Namibia: Climate Change a Fallacy - South African Professor

Windhoek — MAN-MADE global warming is not real, a Professor from the University of Pretoria charged in Windhoek last week.

Professor Will Alexander claimed that claims by environmentalists that climate change was real were not true and if the world was warmer now, it was simply caused by natural climatic variability.

This is contrary to recent reports by the UN-funded Intergovernmental Panel on Climate Change and other world scientists that climate change was a reality and people just have to learn to live with it.

Alexander said he was involved in a number of studies to see if changes in the atmosphere were being caused by climate change but there was no evidence of that.

Alexander was one of the speakers at the national debate on climate change held in Windhoek on Friday.

He said while environmentalists claim that rainfall will decrease because of climate change, rainfall has in fact increased during the last century.

According to him, it was also not true that the frequency of tropical cyclones, droughts and floods will increase.

"There is no evidence on that," said Alexander.

He claimed that disasters such as this year's floods in the North were caused by natural climatic variability and people were affected because they were now living in areas prone to natural disasters, whereas before they lived in higher-lying areas.

But Dr Omu Kakujaha from the University of Namibia said whether climate change or climate variability was real or not, it has a negative impact on Namibia's economy.

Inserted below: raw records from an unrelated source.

PR #4084, opened 2026-09-16
fix(opencode): route every responses-only OpenCode Go model (incl. thinking variants) to /responses

ridhoperdana:
## Problem

`opencode-go/gpt-5.6-luna` (and thinking variants like `gpt-5.6-luna(high)`) fails with HTTP 500 / 400:

```
URL: https://opencode.ai/zen/go/v1/chat/completions [500]: Internal server error
...
[400]: Unsupported parameter: 'messages'. In the Responses API, this parameter has moved to 'input'.
```

## Root cause (two parts)

1. `gpt-5.6-luna` is registered as Responses-only, but `OpenCodeGoExecutor.buildUrl()` only force-routed Muse Spark models to `/responses`. A chat-completions request for `gpt-5.6-luna` therefore hit `/chat/completions` with a Responses-shaped body.
2. With thinking suffixes (`gpt-5.6-luna(high)`), `findModel()` in `providerModels.js` looked up the literal ID, missed the registered `gpt-5.6-luna` entry, so `chatCore` fell back to the provider default format (`openai`) and sent `messages` — the executor change alone then produced `Unsupported parameter: 'messages'` against `/responses`.

## Fix

- `open-sse/executors/opencode-go.js`: `isResponsesModel()` also matches `gpt-5.6-luna` (base ID, so suffix variants are covered).
- `open-sse/config/providerModels.js`: `findModel()` strips a trailing `(...)` thinking suffix before the registry lookup, so `(high)`/`(xhigh)` resolve to the base model entry and get `targetFormat: openai-responses` (the `messages` → `input` translation then happens in `chatCore`, which runs before the executor).

Resulting flow: `gpt-5.6-luna(high)` → registry hit → `FMT: openai→openai-responses` → `input` → `https://opencode.ai/zen/go/v1/responses`.

## Tests

- Unit: `tests/unit/opencode-go-muse-spark-responses.test.js` (routing incl. `runtimeTransport` override) and `tests/unit/opencode-go-models.test.js` (format resolution for `(high)`/`(xhigh)`).
- Live: `POST /v1/chat/completions` with `ocg/gpt-5.6-luna(high)` returns 200 with `finish_reason: stop`; non-Luna models (e.g. `kimi-k2.6`) still route to `/chat/completions`.

— post by BOT


AFG473319:
Hi @ridhoperdana — we maintain AFRouter, a downstream fork of 9Router. We tested this PR and it fixes the `ocg/gpt-5.6-luna(high)` routing bug for us — nice find on the two-part root cause (executor URL + the `findModel` suffix lookup).

We cherry-picked it onto our fork ([AFG473319/AFRouter@0b80424](https://github.com/AFG473319/AFRouter/commit/0b804246694d1e836063eede4a4278c28cb19e48)) and ran our full test suite against it — no regressions, so it is live for our users today. Hope that helps it land upstream.

One thing we had to add to get the tests green: the new test in `tests/unit/opencode-go-models.test.js` calls `getModelTargetFormat`, which the file does not import. One-line fix:

```js
import { PROVIDER_MODELS, getModelSupportedFormats, getModelTargetFormat } from "../../open-sse/config/providerModels.js";
```

Optional nit, nothing to change in this PR: `grok-4.6` is also registered responses-only on `ocg` but is not in `isResponsesModel()`, so a chat-format request for it without a runtime transport hits `/chat/completions` with a Responses-shaped body — same class of bug. Might be worth a follow-up.

ridhoperdana:
> Hi @ridhoperdana — we maintain AFRouter, a downstream fork of 9Router. We tested this PR and it fixes the `ocg/gpt-5.6-luna(high)` routing bug for us — nice find on the two-part root cause (executor URL + the `findModel` suffix lookup).
> 
> We cherry-picked it onto our fork ([AFG473319/AFRouter@0b80424](https://github.com/AFG473319/AFRouter/commit/0b804246694d1e836063eede4a4278c28cb19e48)) and ran our full test suite against it — no regressions, so it is live for our users today. Hope that helps it land upstream.
> 
> One thing we had to add to get the tests green: the new test in `tests/unit/opencode-go-models.test.js` calls `getModelTargetFormat`, which the file does not import. One-line fix:
> 
> ```js
> import { PROVIDER_MODELS, getModelSupportedFormats, getModelTargetFormat } from "../../open-sse/config/providerModels.js";
> ```
> 
> Optional nit, nothing to change in this PR: `grok-4.6` is also registered responses-only on `ocg` but is not in `isResponsesModel()`, so a chat-format request for it without a runtime transport hits `/chat/completions` with a Responses-shaped body — same class of bug. Might be worth a follow-up.

Thank you @AFG473319 for the check! i updated the code to also handle other model and fix the test.

decolua:
Thanks @ridhoperdana for the contribution! Reviewed and merged into master. 🙏

PR #4086, opened 2026-09-16
fix(commandcode): preserve images and reasoning_effort on /alpha/generate

KhuatHieu:
## Problem

Command Code through 9Router dropped vision and ignored client effort:

- OpenAI `image_url` / Claude image blocks became `"[image omitted]"`.
- HTTP image URLs never inlined, so they never reached `/alpha/generate`.
- `reasoning_effort` landed on the envelope wrapper; native CLI sends it in `params`. DeepSeek family mapping remapped `low` → `high`.
- Catalog treated `deepseek/deepseek-v4.1-flash` as text-only (`vision: false`), so the vision adapter stole requests to `oc/mimo-v2.5-free`.
- Quota Tracker had no Command Code usage surface.

## Root cause

1. `openai-to-commandcode.js` stubbed image parts instead of the native `{type:"image", image:"data:…;base64,…", mimeType}` block.
2. `prefetchRemoteImages` did not include `FORMATS.COMMANDCODE` in `TARGETS_NEED_BASE64`.
3. `applyThinking` used family `thinkingFormat: "deepseek"` after translation and wrote top-level `reasoning_effort` / `thinking`.
4. Capability lookup hit `*deepseek-v4*` before any Command Code provider default.
5. Registry had no `features.usage` / `usageApikey`.

## Fix

- Translator maps OpenAI/Claude image parts to native generate blocks (data-URI).
- Prefetch converts `http(s)` images with the existing SSRF-safe fetcher before translation.
- `targetFormat === "commandcode"` writes `params.reasoning_effort` and passthrough `low|medium|high|xhigh|max`.
- Provider-scoped capabilities: vision except the CLI text-only denylist; `thinkingFormat: "commandcode"`.
- Quota Tracker: whoami + billing credits/subscriptions (credits vs plan cap, 5h, weekly). Labels use `AI_PROVIDERS[].name` (`Command Code`).

## Tests

- `tests/unit/openai-to-commandcode.test.js`
- `tests/unit/prefetch-images.test.js`
- `tests/translator/thinking-unified.test.js`
- `tests/unit/capabilities.test.js`
- `tests/unit/commandcode-usage.test.js`
- `tests/unit/usage-dispatch.test.js`
- Known-bug `it.fails` for Command Code images flipped to a passing assert.

Live: `cmc/deepseek/deepseek-v4.1-flash` with `image_url` stays on `commandcode` (not `opencode`/`mimo-v2.5-free`); Quota Tracker shows credits + windows.


decolua:
Thanks @KhuatHieu for the contribution! Reviewed and merged into master. 🙏

The image fix is the important half here — the translator was stubbing every image block to `[image omitted]` unconditionally, so it would have stayed broken even with the capability fixed. Prefetch + provider-scoped caps + the params.reasoning_effort placement all landed too. The Quota Tracker surface is a nice addition.

Verified on master: full suite shows no regression against a clean upstream/master baseline, the 7 touched test files pass (104 passed, 4 expected-fail), and both the provider and alias baselines are byte-for-byte equal.

PR #4099, opened 2026-09-16
fix(opencode): route Union Alpha through Messages API

### LINKED ISSUE #4098: OpenCode Union Alpha is routed to the wrong Zen endpoint
## Bug description

OpenCode Zen now exposes **Union Alpha Free** with raw model ID `union-alpha`. Unlike most free Zen models, Union Alpha uses Anthropic Messages:

- Endpoint: `https://opencode.ai/zen/v1/messages`
- Request/response format: Anthropic Messages (`claude` in 9Router)
- Required header: `anthropic-version: 2023-06-01`

9Router's built-in `opencode` executor currently sends every non-Muse model to `/zen/v1/chat/completions`. Therefore adding `union-alpha` as a custom OpenCode model does not work.

## Steps to reproduce

1. Open the built-in **OpenCode Free** provider.
2. Add custom model ID `union-alpha`.
3. Run the model test.

## Actual behavior

9Router resolves the raw model ID correctly, but routes the request to:

```text
https://opencode.ai/zen/v1/chat/completions
```

OpenCode Zen returns HTTP 500:

```json
{"type":"error","error":{"type":"error","message":"Internal server error"}}
```

Using `opencode/union-alpha` as the raw ID produces HTTP 401 because that is an OpenCode client-qualified identifier, not the upstream model ID:

```text
Model opencode/union-alpha is not supported
```

## Expected behavior

For raw model ID `union-alpha`, 9Router should:

1. Declare target format as `claude` so OpenAI-compatible client input is translated to Anthropic Messages.
2. Route upstream requests to `/zen/v1/messages`.
3. Include `anthropic-version: 2023-06-01` only for Messages requests.
4. Leave Muse Responses routing and other Chat Completions models unchanged.

## Root cause

`open-sse/executors/opencode.js` currently distinguishes only Muse Responses models from all other models. There is no Messages-model route. The OpenCode provider registry also lacks a static `union-alpha` entry with `targetFormat: "claude"`.

## Proposed fix

- Register `union-alpha` under the built-in OpenCode provider with `targetFormat: "claude"`.
- Add a small Messages model set in the OpenCode executor.
- Route matching models to `/zen/v1/messages`.
- Add the shared Anthropic API-version header on that endpoint.
- Add regression coverage for target format, endpoint, headers, translated body, and unchanged non-Union headers.

## Verification

Validated against OpenCode Zen documentation and reproduced through 9Router's built-in model test. A local implementation passes the focused OpenCode, capability, and reasoning tests (24 tests total).

emi-ran:
## Summary

- register OpenCode Zen's `union-alpha` model as Anthropic Messages format
- route Union Alpha to `/zen/v1/messages`
- send the shared `anthropic-version` header only on Messages requests
- preserve existing Muse Responses and other Chat Completions routing
- add regression coverage for format, endpoint, headers, and translated request body

Fixes #4098

## Root cause

The built-in OpenCode executor only distinguished Muse Responses models from all other models. Union Alpha therefore fell through to `/zen/v1/chat/completions`, although Zen serves it from `/zen/v1/messages`.

## Test plan

- `cd tests && npx vitest run unit/opencode-muse-spark-thinking.test.js unit/reasoningContentInjector.test.js unit/capabilities.test.js` — 24 passed
- `node tests/__baseline__/verify-providers.mjs` — passed
- `node tests/__baseline__/verify-alias.mjs` — passed
- `node tests/__baseline__/verify-oauth-urls.mjs` — passed
- targeted ESLint — 0 errors; one pre-existing anonymous-default-export warning in the provider registry file
- `git diff --check upstream/master...HEAD` — passed


decolua:
Thanks @emi-ran for the contribution! Reviewed and merged into master. 🙏

PR #281, opened 2021-08-16
Added the 143 validation rule.

### LINKED ISSUE #32: Error code 143 - The reason for new episode code is not a valid code.
#### Error code
143
#### Description to display
The reason for new episode code is not a valid code.
If completed reason for new episode must be coded S, P, L, T, U or B.
#### DfE suggested coding
If provided `<RNE>` must be a valid value  For allowed values please see associated code set.

jfan2006:
Added the reason for new episode code checking for 143 validation rule. 

Closes #32


tests/test_validators.py
```diff
@@ -1,6 +1,19 @@
...
+        'RNE': ['S', 'p', 'SP', 'a', '', pd.NA],
+    })
+
+    fake_dfs = {'Episodes': fake_data}
+
+    error_defn, error_func = validate_143()
+
+    result = error_func(fake_dfs)
+
+    assert result == {'Episodes': [1, 2, 3, 4, 5]}
```
mwaddoups: There's actually a subtlety to this rule that needs to be covered in the test and code (according to DfE). 

The description specifies "If provided <RNE> must be a valid value.".  Note the "if provided" - this means, that if it's not provided (i.e. it's pd.NA) , it shouldn't be a validation error. 

As such, I think this test case should just return `[1, 2, 3, 4]` as index 5 is valid.

validator903/validators.py
```diff
@@ -1,6 +1,30 @@
...
+    )
+
+    def _validate(dfs):
+        if 'Episodes' not in dfs:
+            return {}
+        
+        episodes = dfs['Episodes']
+        code_list = ['S', 'P', 'L', 'T', 'B']
+
+        mask = episodes['RNE'].isin(code_list)
```
mwaddoups: Similarly to my comment on the test, we need to also allow for cases where it is not provided. In this case you will want to combine this mask with another mask using the OR (`|`) operator. The relevant functions in pandas you'll need to check to see if it is missing are `.notna()` and `.isna()`.

See if you can get the test to pass by changing this.

mwaddoups (changes requested):

tests/test_validators.py
jfan2006: This is interesting! Totally understood your explanation about the DfE spec but I'm thinking in reality there shouldn't and won't any episode that doesn't have this reason code. (If it's before the end of June I'd try this on the DfE's SSDA903 system) 

I wondered I should contact DfE to double check/ clarify this validation rule... but for this project I'll make the change.

mwaddoups: Interesting - my thought is that you might see it missing for unclosed episodes at the end of the year? But that's off the top of my head, I can't remember for sure.

jfan2006: I think you were thinking about rule 148 - that's the reason episode ceased - the reason episode ceased could be blank (together with date episode ceased) if they were open/ unclosed episodes at the year end.

> Interesting - my thought is that you might see it missing for unclosed episodes at the end of the year? But that's off the top of my head, I can't remember for sure.

mwaddoups: Yep - you're right!

mwaddoups (approved):
All looks good now - nice work! Approving.

PR #285, opened 2021-08-19
Added validation for Error code 141

### LINKED ISSUE #30: Error code 141 - Date episode began is not a valid date.
#### Error code
141
#### Description to display
Date episode began is not a valid date.
If completed date episode began must be a valid date and should be entered in the format DD/MM/YYYY.
#### DfE suggested coding
If provided `<DECOM>` must be in a valid format and contain a valid date  Format should be DD/MM/YYYY.

WMossDCC:
Validation added to ensure DECOM date on Episodes is valid DD/MM/YYYY.

Closes #30


tests/test_validators.py
```diff
@@ -12,4 +12,17 @@ def test_validate_101():
 
     result = error_func(fake_dfs)
 
-    assert result == {'Header': [2, 3]}
\ No newline at end of file
+    assert result == {'Header': [2, 3]}
+
+def test_validate_102():
```
mwaddoups: This test is misnamed (so may actually not be being ran!)

tests/test_validators.py
```diff
@@ -12,4 +12,17 @@ def test_validate_101():
...
+        'DECOM': ['01/01/2021', '19/02/2010', '38/04/2019', '01/01/19', pd.NA],
+    })
+
+    fake_dfs = {'Episodes': fake_data}
+
+    error_defn, error_func = validate_141()
+
+    result = error_func(fake_dfs)
+
+    assert result == {'Episodes': [2, 3, 4]}
```
mwaddoups: The text of this validation actually hides a subtlety - it mentions "If provided, the date must be a valid value". This suggest to me that if it's missing it should actually pass (so index 4 should be valid)

I think in practice the DECOM will usually always be present, but its worth coding to handle the edge case.

mwaddoups (changes requested):
Looks good overall but a couple small things to sort out

validator903/validators.py
```diff
@@ -24,6 +24,29 @@ def _validate(dfs):
...
+    )
+
+    def _validate(dfs):
+        if 'Episodes' not in dfs:
+            return {}
+        else:
+            episodes = dfs['Episodes']
+            mask = pd.to_datetime(episodes['DECOM'], format='%d/%m/%Y', errors='coerce').notna()
+
+            NA = episodes['DECOM'].isna()
```
mwaddoups: Change to `na_locations`

mwaddoups (approved):
All looks good - approved!

PR #292, opened 2021-08-20
Added errors 388, 213, 214, 222, 366   (hopefully)   to validators an…

PhilDeakin:
Added errors 388, 213, 214, 222, 366 to validators and config.  I feel I may have messed up the indentation in validators hopefully I'm wrong. Thanks.

### DIFF
--- a/validator903/validators.py
+++ b/validator903/validators.py
@@ -194,3 +194,101 @@ def validate_392c():
             return {'Episodes': episodes.index[error_mask].tolist()}
 
     return error, _validate
+
+def validate_388():
+    error = ErrorDefinition(
+        code='388',
+        description='Reason episode ceased is coded new episode begins, but there is no continuation episode.',
+        affected_fields=['REC'],
+    )
+
+    def _validate(dfs):
+        if 'Episode' not in dfs:
+            return {}
+        else:
+            df = dfs['Episode']
+            error_rows = (df['CHILD'] != df['CHILD']) 
+            for x in df['CHILD'].unique():
+              #Form a loop through each unique child id
+              this_child = df[df['CHILD'] == x].sort_values('DECOM')
+              #Focus on each child in turn (thischild)
+              if len(this_child['CHILD']) >= 2:
+              #Check this child has at least 2 rows (otherwise it's fine)
+                for inchild in range(len(this_child['CHILD']) - 1):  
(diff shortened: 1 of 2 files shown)


validator903/validators.py
```diff
@@ -194,3 +194,101 @@ def _validate(dfs):
...
+        else:
+          df = dfs['Episode']
+          mask = (df['PLACE'].isin(['H5','P1','P2','P3','R1','R2','R5','T0','T1','T2','T3','T4','Z1'])) & (df['URN'].notna()) & (df['URN'] != 'XXXXXX')
+          return {'Episode': df.index[mask].tolist()}
+
+    return error, _validate
+
+
+
+def validate_366 ():
```
mwaddoups, line 279: Try to avoid these spaces here - it technically works I think but better to keep it consistent (i.e. `def validate_366()`)

validator903/validators.py
```diff
@@ -194,3 +194,101 @@ def _validate(dfs):
...
+        code='366',
+        description='A child cannot change placement during the course of an individual short-term respite break.',
+        affected_fields=['RNE'],
+    )
+
+    def _validate(dfs):
+        if 'Episode' not in dfs:
+            return {}
+        else:
+          df = dfs['Episode']
```
mwaddoups, line 290: As you mentioned, in a few spots the indentation is inconsistent - for this project it would be better to just stick to 4 spaces between levels.

I appreciate repl.it makes this a bit harder than it should be but it should pick up on the 4 spaces once you start writing code that way.

mwaddoups (changes requested):
Hey Phil - thanks for uploading all of these and good to see lots of work! However there are a few larger things to check on in the work here.

One of the key parts is the tests - but I'm not seeing any tests uploaded here. Not sure if it's accidental but I think I've spotted a couple things which I'd expect tests to have caught.

I would suggest you just open a single pull request for one of the simple rules (e.g. 213) and just make sure you have done every step in the Contribution Guide - it could be worth rewatching the final video as well. I think once you get that down for a couple PRs then we can jump into larger PRs for 4 or 5 rules.

I'd suggest leaving this PR open as a draft and creating some new ones for a couple of the easier rules together with tests.

I've noted a few minor things in the comments too.

I can see you've grasped loads of the concepts really quickly which is brilliant - just need to follow the process a bit more to get it into the right form and working!

mwaddoups:
Closing as all of these are now completed elsewhere!

Issue #275, opened 2021-07-29
Error code 633 - Local authority code where previous permanence option was arranged is not a valid value.


mwaddoups:
#### Error code
633
#### Description to display
Local authority code where previous permanence option was arranged is not a valid value.
#### DfE Long-form description of error
The local authority code should be a valid local authority code or one the following codes:  NIR = Northern Ireland, NUK = outside of the UK, SCO = Scotland, WAL = Wales.
#### DfE suggested coding
Where provided `<LA_PERM>` must be a valid value

For further info, refer to the DfE validation document [here](https://assets.publishing.service.gov.uk/government/uploads/system/uploads/attachment_data/file/974999/Children_looked_after_data_collection_2020_to_2021_validation_checks_-_version_1.3.pdf)

mwaddoups:
This one is complicated and requires more work - see conversation on #295

tab1tha:
Hi @SLornieCYC @PhilDeakin 
This issue would require a significant amount of time to implement so we are evaluating to see whether or not to prioritise it at this moment. Could you please help by answering a few questions?

- Do you use the LA_PERM field?
- What values do you put into the field (old 3 digit code? new long code?)
- Is it common to have this error (633).

Context: LA_PERM will have to be compared with the list of local authority codes and we are thinking through how that list should be gotten, stored and possibly updated.

PhilDeakin:
@tab1tha 
Do you use the LA_PERM field? Yes, occasionally, but generally to enter our own LA code. Extremely rare that we put a different LA's code (maybe one in the past 5 years)

What values do you put into the field (old 3 digit code? new long code?) 3 digit (the guidance seems to suggest it should be the 3 digit code again this year too)

Is it common to have this error (633). No, I don't recall us having any errors of that type.

tab1tha:
I see. Thank you @PhilDeakin .

tab1tha:
One more question: is it possible to derive the 3 digit codes from the long codes? @PhilDeakin 
We have the long codes already (but the short codes are required, as you said).

PhilDeakin:
@tab1tha I'm not sure sorry

Issue #273, opened 2021-07-29
Error code 631 - Previous permanence option not a valid value.


mwaddoups:
#### Error code
631
#### Description to display
Previous permanence option not a valid value.
#### DfE Long-form description of error
Previous permanence option not a valid value.  Valid values are:  P1 = Adoption, P2 = Special guardianship order (SGO), P3 = Residence order (RO) or child arrangements order (CAO), P4 = unknown, Z1 = Child has not previously had a permanence option.
#### DfE suggested coding
If provided `<PREV_PERM>` must be a valid value  For allowed values please see associated code set.

For further info, refer to the DfE validation document [here](https://assets.publishing.service.gov.uk/government/uploads/system/uploads/attachment_data/file/974999/Children_looked_after_data_collection_2020_to_2021_validation_checks_-_version_1.3.pdf)

Issue #95, opened 2021-07-29
Error code 1009 - Reason for placement change is not a valid code.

He said stress would be exerted on all economic sectors, especially the primary ones such as agriculture and fishing, on which the Namibian economy depends.

About 70 per cent of Namibians depend on agriculture and decreased rainfall will lead to decreased production.

Last week, Environment and Tourism Deputy Minister Leon Jooste said Namibia was vulnerable to the effects of climate change due to factors such as over-dependence on rain-fed agriculture, widespread poverty, recurrent droughts and floods.